● Your objective: Within the listing below, how many lines feature the word "pluginmanager"? Reply with only that number.

- Opening Delimiter -

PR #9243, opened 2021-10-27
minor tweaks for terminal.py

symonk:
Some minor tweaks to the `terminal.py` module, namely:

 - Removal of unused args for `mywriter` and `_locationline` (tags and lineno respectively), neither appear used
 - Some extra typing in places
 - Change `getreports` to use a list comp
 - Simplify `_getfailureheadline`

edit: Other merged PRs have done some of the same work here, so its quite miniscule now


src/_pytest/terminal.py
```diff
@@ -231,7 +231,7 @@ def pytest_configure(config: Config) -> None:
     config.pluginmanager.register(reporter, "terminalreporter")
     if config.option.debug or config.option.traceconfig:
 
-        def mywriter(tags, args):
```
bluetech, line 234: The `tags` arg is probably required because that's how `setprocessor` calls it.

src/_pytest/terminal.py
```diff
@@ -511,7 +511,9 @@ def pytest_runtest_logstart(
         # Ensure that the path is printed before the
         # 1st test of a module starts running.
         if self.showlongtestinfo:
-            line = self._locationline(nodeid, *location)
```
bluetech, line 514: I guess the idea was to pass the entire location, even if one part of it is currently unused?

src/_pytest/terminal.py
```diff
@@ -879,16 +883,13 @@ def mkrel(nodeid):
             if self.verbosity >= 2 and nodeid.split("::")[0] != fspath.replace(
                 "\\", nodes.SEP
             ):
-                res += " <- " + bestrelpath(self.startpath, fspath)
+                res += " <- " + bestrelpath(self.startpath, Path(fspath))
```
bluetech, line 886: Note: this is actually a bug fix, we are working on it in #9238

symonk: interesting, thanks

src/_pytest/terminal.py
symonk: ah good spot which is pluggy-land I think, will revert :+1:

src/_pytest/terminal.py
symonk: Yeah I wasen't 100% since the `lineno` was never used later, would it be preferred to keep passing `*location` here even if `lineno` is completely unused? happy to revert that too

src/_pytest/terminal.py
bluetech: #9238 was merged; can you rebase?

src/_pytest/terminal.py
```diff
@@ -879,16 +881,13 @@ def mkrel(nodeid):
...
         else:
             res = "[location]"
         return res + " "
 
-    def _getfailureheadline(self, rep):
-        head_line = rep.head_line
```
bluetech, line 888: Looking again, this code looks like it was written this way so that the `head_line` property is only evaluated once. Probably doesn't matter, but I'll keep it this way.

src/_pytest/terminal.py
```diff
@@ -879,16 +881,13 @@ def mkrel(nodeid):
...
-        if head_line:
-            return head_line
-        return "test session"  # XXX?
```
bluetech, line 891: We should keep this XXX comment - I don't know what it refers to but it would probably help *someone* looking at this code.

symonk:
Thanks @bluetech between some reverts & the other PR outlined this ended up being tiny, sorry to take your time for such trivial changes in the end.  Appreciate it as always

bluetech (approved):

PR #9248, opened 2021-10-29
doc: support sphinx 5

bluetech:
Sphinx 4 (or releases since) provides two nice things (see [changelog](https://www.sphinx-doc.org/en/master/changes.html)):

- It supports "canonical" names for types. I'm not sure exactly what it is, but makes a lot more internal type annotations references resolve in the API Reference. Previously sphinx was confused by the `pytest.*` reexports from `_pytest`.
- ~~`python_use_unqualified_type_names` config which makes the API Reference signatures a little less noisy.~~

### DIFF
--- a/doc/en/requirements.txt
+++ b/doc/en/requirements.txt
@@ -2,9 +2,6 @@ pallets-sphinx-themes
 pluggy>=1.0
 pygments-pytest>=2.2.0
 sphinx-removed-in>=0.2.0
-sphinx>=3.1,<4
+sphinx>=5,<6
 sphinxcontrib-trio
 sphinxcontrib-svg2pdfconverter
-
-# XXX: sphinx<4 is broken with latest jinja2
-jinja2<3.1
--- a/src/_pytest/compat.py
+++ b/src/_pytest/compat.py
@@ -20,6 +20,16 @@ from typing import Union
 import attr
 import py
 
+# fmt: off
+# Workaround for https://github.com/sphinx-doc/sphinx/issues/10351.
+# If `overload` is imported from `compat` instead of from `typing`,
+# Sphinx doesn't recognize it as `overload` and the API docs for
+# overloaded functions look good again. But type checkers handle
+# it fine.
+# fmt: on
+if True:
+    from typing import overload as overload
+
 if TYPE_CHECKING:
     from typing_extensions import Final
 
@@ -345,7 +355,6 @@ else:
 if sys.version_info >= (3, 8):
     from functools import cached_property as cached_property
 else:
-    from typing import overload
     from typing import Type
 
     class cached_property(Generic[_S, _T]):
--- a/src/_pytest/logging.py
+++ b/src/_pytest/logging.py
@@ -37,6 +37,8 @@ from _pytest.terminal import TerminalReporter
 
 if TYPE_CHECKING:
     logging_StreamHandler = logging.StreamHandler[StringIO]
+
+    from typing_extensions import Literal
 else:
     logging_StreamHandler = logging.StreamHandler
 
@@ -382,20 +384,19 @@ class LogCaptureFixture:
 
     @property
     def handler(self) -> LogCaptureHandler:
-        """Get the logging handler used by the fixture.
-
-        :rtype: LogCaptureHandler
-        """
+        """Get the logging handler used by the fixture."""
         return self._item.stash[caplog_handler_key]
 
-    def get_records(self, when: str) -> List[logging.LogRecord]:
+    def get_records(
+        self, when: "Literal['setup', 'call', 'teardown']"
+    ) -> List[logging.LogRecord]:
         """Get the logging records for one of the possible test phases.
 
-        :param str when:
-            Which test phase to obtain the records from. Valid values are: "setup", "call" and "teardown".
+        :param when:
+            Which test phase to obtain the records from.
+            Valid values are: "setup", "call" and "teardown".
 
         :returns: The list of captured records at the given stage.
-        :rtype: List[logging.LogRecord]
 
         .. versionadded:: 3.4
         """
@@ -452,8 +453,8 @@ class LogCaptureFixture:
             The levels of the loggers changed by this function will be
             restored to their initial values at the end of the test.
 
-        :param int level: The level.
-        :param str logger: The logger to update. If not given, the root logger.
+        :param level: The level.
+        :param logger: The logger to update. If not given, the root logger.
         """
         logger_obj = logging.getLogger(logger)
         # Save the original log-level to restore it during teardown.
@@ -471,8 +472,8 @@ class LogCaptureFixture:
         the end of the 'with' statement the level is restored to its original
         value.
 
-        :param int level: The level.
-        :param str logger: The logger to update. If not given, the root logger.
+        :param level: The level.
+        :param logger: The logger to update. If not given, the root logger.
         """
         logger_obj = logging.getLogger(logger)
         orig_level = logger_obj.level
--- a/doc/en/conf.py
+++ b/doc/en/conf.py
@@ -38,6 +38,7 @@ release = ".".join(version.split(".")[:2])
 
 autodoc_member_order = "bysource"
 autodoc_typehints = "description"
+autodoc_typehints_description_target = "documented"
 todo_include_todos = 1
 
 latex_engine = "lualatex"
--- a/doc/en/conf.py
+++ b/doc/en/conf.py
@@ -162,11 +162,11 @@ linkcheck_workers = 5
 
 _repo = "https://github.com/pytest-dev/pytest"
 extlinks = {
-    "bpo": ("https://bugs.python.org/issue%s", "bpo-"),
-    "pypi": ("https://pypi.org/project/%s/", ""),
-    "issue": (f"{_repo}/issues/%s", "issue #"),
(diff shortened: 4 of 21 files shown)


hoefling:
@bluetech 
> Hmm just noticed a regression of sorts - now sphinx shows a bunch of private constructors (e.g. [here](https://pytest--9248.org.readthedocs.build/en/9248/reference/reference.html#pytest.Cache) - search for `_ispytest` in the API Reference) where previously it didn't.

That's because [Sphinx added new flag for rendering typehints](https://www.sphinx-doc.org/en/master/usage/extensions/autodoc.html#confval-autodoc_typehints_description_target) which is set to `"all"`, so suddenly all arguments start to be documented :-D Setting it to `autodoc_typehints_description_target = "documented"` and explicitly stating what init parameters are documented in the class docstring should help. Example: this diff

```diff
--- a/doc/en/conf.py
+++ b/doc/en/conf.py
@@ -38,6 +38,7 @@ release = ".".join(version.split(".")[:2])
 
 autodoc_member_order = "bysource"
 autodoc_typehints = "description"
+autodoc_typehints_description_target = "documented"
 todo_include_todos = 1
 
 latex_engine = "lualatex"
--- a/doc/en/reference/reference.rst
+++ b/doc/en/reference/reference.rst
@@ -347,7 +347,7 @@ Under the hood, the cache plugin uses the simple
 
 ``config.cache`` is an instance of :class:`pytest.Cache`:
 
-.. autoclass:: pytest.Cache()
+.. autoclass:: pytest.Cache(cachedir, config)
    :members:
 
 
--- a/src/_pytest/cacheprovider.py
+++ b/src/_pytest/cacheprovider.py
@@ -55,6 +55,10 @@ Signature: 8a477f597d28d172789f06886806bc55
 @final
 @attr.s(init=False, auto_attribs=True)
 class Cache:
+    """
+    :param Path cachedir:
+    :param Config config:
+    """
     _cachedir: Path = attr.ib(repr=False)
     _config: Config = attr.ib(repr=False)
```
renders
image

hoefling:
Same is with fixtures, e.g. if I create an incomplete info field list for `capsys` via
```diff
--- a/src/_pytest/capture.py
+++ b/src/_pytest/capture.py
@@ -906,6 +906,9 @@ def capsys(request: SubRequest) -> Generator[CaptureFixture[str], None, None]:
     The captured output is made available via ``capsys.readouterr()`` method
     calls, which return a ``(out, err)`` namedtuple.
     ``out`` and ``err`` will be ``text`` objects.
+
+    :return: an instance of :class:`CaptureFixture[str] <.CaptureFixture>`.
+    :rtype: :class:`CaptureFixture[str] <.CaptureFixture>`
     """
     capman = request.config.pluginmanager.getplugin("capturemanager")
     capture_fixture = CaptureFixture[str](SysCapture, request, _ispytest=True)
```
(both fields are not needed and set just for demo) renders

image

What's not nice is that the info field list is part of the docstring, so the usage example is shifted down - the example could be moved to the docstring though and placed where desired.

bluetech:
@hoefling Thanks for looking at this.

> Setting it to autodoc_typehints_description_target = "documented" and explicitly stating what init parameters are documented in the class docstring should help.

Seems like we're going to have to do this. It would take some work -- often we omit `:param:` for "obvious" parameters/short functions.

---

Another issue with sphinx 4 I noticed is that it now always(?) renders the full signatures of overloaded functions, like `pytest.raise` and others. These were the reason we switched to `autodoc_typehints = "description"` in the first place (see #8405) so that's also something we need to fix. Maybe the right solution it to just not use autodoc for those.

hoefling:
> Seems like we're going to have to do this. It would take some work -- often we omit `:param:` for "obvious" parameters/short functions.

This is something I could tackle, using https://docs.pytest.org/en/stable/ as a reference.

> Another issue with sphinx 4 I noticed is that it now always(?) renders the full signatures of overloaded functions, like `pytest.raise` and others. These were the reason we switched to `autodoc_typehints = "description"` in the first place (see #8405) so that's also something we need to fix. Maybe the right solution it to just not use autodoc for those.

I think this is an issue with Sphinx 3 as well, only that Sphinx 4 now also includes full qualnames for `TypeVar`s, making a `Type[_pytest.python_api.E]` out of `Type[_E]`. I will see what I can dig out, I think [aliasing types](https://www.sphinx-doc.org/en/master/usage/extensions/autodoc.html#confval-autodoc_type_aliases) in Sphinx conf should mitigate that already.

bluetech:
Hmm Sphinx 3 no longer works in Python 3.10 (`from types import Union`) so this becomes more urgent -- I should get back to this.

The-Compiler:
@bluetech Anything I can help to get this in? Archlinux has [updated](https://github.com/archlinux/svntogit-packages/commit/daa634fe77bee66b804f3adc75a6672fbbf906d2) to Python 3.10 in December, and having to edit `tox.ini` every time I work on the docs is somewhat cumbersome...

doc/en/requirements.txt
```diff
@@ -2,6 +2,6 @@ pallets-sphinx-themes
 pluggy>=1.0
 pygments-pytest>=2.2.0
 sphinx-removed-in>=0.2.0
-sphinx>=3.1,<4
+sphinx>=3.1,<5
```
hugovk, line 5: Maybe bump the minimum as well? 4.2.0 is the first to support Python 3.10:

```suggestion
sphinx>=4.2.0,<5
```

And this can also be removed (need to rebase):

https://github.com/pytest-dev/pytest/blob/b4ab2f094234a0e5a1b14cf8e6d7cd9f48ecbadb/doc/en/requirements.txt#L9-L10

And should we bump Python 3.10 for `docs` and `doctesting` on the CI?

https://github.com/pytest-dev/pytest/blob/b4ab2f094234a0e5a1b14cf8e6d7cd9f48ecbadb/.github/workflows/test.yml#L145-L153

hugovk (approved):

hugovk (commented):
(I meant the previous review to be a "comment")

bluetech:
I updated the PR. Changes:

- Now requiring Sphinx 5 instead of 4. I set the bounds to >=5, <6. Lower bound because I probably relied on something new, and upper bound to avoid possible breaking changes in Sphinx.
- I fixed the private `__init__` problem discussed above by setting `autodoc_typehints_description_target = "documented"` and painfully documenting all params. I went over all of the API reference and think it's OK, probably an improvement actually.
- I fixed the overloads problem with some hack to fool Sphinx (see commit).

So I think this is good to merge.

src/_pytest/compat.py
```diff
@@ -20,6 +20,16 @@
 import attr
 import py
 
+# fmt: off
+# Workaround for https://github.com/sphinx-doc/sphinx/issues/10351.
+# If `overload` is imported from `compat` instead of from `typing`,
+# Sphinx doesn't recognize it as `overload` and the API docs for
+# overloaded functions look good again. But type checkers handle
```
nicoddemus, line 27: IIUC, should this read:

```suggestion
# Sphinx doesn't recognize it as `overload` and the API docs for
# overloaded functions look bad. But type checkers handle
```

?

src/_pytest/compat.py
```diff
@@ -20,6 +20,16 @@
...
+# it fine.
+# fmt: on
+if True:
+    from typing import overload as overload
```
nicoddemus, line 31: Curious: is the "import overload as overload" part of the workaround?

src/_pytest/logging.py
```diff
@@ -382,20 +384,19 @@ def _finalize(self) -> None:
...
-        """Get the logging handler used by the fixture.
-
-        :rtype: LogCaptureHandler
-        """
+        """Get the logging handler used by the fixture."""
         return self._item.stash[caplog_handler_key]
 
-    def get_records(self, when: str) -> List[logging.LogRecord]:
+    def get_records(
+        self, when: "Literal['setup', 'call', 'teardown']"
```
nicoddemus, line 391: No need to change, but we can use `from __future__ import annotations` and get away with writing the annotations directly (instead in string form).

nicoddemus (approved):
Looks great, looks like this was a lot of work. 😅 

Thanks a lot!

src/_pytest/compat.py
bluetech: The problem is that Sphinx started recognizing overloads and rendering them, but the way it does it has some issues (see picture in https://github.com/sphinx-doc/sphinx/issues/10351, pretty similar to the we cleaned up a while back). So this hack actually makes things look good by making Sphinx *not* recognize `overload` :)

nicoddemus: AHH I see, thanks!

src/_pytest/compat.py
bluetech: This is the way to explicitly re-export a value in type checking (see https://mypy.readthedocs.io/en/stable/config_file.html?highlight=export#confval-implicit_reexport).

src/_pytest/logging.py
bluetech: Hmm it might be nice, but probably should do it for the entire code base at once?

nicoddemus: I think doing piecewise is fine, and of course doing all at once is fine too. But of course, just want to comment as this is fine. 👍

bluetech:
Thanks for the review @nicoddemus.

- Closing Delimiter -
- Opening Delimiter -

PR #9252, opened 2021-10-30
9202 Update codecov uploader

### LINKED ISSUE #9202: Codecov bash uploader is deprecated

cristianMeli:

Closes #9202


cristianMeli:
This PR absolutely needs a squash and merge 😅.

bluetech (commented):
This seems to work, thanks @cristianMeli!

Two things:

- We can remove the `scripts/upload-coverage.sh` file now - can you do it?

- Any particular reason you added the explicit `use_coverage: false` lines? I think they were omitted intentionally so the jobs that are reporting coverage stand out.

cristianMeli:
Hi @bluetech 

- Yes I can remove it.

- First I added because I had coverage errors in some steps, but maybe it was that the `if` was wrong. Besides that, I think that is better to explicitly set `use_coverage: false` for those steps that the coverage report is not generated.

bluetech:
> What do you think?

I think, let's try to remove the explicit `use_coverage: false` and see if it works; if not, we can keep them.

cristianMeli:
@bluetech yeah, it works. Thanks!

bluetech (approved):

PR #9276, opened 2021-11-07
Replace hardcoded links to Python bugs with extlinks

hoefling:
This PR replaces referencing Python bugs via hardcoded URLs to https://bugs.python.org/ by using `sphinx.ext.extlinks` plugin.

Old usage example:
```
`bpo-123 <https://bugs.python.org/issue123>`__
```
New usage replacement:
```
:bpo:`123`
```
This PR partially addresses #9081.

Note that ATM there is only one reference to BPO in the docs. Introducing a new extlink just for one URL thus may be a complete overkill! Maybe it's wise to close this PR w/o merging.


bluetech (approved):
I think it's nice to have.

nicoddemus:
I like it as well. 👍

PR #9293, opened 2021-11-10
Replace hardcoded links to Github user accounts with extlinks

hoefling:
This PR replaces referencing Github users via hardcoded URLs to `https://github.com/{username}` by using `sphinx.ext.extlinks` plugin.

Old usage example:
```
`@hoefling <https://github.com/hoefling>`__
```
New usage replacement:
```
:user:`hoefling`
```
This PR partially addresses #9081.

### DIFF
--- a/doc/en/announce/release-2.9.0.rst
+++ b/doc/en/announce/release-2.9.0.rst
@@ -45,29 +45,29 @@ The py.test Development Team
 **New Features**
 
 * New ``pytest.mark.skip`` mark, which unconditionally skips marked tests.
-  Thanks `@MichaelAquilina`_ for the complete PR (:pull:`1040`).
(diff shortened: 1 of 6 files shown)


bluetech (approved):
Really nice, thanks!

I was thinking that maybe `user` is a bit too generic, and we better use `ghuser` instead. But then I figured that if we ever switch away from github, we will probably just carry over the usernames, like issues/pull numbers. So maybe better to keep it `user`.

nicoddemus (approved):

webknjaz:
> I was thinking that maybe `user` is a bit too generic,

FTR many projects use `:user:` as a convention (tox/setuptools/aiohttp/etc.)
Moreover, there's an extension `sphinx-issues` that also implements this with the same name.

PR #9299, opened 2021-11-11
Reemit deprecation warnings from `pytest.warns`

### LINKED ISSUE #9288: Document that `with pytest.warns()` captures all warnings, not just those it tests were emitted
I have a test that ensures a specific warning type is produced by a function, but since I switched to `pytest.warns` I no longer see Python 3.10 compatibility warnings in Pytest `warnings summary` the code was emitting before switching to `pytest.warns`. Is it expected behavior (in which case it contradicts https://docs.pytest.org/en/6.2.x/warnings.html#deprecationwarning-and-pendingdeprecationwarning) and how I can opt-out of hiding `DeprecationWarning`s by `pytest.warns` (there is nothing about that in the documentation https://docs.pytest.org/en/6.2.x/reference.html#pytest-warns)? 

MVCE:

- Closing Delimiter -
- Opening Delimiter -

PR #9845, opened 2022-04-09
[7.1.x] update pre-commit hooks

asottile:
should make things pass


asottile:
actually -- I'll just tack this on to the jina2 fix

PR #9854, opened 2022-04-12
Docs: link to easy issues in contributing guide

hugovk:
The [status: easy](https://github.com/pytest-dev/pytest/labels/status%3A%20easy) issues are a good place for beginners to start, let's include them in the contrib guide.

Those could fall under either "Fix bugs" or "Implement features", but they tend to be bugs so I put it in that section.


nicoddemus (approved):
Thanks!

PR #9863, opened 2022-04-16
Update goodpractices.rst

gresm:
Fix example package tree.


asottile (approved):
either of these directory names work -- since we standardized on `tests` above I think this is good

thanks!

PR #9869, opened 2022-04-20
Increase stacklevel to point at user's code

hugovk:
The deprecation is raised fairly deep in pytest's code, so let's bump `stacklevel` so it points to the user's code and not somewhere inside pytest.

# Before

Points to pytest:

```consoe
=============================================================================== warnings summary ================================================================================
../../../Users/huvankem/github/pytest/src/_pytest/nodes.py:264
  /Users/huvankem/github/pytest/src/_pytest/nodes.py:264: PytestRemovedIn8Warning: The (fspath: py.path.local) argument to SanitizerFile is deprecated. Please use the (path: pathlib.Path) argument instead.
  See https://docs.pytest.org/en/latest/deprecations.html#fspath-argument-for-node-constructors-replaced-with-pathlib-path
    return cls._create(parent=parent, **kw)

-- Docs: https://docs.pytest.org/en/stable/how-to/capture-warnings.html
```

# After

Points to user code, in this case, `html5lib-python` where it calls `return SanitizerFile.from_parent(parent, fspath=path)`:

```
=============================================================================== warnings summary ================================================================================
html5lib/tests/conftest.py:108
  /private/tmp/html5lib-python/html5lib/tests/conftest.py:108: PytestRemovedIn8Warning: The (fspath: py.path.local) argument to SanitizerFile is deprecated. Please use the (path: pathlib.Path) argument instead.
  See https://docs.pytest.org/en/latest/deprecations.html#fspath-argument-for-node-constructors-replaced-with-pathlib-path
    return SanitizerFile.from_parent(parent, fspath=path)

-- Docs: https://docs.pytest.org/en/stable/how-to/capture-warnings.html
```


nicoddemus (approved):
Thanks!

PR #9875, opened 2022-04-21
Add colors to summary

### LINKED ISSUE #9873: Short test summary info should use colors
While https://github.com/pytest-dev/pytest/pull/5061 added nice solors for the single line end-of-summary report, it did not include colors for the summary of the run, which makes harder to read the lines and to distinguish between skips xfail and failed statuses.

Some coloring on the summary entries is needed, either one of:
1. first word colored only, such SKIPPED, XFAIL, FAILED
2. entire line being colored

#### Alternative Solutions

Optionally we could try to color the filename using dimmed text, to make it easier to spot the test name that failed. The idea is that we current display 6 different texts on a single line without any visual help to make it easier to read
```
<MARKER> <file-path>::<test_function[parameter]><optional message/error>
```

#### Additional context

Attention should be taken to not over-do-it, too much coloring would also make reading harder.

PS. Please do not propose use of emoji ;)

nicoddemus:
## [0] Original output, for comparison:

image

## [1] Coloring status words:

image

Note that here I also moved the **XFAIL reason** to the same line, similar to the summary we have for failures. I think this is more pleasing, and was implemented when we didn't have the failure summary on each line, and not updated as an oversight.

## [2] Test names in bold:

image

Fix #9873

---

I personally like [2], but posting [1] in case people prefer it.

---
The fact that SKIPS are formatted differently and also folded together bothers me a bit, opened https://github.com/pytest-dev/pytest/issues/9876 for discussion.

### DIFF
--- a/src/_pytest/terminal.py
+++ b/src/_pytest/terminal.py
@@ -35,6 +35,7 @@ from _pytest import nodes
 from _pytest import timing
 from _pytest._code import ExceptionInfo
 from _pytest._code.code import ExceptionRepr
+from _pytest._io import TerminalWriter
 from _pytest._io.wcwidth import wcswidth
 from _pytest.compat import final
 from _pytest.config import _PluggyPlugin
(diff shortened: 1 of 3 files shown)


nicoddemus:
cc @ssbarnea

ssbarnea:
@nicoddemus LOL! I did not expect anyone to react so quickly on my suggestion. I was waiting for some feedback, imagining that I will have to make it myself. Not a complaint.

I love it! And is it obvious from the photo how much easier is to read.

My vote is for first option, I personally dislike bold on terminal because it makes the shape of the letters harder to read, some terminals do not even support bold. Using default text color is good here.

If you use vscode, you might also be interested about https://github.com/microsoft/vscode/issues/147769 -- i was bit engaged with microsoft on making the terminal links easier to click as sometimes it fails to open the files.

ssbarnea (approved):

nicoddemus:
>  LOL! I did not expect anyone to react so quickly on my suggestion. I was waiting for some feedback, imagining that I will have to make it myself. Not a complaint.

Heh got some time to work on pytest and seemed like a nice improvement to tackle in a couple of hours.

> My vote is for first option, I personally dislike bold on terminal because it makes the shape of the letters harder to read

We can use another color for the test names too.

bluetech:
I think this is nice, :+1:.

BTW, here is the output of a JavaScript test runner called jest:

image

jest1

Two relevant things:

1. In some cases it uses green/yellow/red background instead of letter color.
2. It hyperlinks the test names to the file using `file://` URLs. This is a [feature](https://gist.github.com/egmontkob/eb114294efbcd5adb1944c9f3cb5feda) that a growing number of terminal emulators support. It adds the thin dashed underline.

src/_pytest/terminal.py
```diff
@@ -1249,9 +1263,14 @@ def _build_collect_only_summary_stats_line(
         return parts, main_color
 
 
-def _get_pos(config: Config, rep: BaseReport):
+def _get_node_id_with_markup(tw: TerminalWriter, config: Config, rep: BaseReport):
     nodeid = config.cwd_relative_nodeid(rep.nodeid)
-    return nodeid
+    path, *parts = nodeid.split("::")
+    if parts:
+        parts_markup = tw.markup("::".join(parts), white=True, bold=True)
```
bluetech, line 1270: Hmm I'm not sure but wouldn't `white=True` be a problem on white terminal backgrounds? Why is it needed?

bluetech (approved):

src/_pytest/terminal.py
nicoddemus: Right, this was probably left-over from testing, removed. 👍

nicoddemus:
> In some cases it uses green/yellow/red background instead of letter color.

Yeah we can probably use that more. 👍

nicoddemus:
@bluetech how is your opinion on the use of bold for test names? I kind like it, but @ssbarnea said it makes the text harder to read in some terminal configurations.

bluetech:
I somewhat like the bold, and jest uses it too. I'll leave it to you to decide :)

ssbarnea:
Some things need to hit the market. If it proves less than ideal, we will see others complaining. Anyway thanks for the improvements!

- Closing Delimiter -

● Completed exercise: 2